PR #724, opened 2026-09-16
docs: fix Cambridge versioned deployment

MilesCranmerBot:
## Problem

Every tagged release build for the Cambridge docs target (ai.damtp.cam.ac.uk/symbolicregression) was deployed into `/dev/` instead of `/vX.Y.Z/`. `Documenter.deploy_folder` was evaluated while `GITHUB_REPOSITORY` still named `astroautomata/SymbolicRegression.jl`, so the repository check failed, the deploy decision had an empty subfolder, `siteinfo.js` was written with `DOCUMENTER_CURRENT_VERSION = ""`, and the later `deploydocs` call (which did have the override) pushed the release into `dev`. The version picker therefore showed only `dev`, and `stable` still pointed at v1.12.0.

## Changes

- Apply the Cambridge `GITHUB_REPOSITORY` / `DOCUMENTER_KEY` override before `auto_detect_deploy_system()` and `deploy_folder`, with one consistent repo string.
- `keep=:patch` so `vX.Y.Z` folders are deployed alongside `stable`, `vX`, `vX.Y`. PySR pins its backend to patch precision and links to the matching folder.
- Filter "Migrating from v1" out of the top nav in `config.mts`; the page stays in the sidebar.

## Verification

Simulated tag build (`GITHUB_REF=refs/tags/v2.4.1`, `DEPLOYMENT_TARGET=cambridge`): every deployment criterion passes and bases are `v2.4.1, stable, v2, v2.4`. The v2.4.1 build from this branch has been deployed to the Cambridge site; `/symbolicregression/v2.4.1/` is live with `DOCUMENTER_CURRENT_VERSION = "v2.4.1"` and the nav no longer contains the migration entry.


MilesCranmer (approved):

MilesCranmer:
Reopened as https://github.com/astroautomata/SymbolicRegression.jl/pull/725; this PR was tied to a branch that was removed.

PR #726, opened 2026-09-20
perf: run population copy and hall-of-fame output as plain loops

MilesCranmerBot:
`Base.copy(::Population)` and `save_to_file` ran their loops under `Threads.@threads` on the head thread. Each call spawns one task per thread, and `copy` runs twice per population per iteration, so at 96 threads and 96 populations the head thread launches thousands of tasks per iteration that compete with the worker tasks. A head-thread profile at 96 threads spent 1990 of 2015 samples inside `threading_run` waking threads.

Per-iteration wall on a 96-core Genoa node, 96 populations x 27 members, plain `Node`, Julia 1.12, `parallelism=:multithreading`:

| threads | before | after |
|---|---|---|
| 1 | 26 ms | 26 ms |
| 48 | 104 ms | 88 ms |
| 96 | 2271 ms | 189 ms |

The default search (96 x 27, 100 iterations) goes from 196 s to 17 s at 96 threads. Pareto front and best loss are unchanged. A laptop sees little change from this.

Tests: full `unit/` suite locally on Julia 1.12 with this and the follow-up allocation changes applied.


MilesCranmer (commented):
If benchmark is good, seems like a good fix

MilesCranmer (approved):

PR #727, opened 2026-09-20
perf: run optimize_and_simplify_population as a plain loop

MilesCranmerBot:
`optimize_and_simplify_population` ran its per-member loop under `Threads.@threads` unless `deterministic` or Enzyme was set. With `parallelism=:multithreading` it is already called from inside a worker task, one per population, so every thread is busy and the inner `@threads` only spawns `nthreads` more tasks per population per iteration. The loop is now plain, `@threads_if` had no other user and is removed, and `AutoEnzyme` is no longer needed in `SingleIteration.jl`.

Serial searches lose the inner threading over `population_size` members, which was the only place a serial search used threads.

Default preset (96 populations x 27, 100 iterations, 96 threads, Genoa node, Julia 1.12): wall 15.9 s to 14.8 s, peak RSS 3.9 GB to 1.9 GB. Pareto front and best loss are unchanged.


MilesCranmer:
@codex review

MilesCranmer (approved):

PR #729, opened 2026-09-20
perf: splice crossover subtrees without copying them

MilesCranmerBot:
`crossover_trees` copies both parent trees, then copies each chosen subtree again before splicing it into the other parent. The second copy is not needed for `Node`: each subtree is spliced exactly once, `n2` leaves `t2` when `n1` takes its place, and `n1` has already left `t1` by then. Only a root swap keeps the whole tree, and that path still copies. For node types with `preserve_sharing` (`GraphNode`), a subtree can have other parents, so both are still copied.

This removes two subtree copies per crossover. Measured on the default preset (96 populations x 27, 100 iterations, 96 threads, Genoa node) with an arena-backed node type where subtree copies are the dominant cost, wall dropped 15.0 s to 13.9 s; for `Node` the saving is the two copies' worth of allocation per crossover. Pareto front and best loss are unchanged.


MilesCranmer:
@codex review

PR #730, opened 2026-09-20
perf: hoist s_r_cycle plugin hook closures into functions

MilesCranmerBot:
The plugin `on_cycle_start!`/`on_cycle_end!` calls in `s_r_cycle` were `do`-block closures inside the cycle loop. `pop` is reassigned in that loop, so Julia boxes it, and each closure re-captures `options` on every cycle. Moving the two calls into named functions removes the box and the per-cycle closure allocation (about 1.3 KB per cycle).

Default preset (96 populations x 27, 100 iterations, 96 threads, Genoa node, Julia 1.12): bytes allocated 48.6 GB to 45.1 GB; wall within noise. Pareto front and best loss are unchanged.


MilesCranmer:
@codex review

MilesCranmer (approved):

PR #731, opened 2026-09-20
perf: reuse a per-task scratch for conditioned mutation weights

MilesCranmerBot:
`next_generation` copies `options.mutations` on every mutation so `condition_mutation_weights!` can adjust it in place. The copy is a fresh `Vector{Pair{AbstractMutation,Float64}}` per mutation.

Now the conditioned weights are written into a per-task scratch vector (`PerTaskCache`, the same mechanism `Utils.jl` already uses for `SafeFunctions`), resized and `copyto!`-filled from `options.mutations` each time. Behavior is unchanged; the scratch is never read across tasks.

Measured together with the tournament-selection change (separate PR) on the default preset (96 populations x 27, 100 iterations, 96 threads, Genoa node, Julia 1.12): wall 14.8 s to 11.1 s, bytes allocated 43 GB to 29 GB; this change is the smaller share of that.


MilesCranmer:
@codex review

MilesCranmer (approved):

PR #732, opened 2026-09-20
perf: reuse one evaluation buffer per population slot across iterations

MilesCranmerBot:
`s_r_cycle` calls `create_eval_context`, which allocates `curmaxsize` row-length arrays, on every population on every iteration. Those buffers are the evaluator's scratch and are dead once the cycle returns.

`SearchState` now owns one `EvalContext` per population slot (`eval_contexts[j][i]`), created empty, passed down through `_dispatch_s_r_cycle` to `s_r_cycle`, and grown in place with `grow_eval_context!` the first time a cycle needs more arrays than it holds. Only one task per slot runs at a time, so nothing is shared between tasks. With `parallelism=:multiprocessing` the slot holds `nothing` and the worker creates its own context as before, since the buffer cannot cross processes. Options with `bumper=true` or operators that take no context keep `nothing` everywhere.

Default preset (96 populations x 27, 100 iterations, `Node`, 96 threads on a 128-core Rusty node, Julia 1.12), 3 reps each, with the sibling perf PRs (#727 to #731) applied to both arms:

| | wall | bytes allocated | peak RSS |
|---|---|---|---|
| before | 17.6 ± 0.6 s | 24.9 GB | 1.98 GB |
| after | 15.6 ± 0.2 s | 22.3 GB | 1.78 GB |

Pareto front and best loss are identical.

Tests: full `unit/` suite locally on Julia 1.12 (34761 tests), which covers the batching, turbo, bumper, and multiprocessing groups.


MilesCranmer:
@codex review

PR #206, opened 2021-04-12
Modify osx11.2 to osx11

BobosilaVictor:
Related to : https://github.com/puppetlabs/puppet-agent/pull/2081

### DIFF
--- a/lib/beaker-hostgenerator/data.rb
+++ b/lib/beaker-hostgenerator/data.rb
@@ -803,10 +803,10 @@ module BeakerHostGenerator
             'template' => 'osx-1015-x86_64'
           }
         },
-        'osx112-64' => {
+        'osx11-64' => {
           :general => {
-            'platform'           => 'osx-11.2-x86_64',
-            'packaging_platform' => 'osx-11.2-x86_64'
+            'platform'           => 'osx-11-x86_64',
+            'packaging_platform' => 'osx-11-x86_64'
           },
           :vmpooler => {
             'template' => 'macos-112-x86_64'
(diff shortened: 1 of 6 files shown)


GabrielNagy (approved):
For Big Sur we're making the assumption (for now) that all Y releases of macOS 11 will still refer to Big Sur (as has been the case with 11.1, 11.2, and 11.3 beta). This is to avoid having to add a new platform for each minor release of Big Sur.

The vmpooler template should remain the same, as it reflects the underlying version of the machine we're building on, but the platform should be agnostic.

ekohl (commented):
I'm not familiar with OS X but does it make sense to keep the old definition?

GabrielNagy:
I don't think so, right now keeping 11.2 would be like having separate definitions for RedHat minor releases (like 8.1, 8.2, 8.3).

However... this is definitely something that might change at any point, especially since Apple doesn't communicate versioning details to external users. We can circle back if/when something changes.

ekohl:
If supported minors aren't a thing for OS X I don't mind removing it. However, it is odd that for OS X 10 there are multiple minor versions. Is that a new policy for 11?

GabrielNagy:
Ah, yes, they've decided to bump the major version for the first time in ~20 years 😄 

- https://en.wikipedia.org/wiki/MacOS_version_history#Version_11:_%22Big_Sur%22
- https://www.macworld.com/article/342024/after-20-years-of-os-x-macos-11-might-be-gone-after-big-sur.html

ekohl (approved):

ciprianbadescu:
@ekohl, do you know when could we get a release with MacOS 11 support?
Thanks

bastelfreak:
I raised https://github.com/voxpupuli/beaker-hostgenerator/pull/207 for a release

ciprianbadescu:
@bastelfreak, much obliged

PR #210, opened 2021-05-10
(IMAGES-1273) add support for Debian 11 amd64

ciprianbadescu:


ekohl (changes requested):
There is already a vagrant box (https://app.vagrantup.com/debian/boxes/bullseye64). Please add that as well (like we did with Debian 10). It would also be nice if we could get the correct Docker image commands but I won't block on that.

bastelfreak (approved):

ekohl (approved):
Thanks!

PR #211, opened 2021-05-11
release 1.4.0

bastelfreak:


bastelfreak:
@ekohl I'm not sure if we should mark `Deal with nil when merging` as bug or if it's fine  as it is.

**Your assignment**. Working from the material above, retype exactly the lines from the one with "ms | 26 ms |" through the one with "perf: run optimize_and_simplify_population", both included, and only those lines.

**Exercise answer**.
| 1 | 26 ms | 26 ms |
| 48 | 104 ms | 88 ms |
| 96 | 2271 ms | 189 ms |

The default search (96 x 27, 100 iterations) goes from 196 s to 17 s at 96 threads. Pareto front and best loss are unchanged. A laptop sees little change from this.

Tests: full `unit/` suite locally on Julia 1.12 with this and the follow-up allocation changes applied.


MilesCranmer (commented):
If benchmark is good, seems like a good fix

MilesCranmer (approved):

PR #727, opened 2026-09-20
perf: run optimize_and_simplify_population as a plain loop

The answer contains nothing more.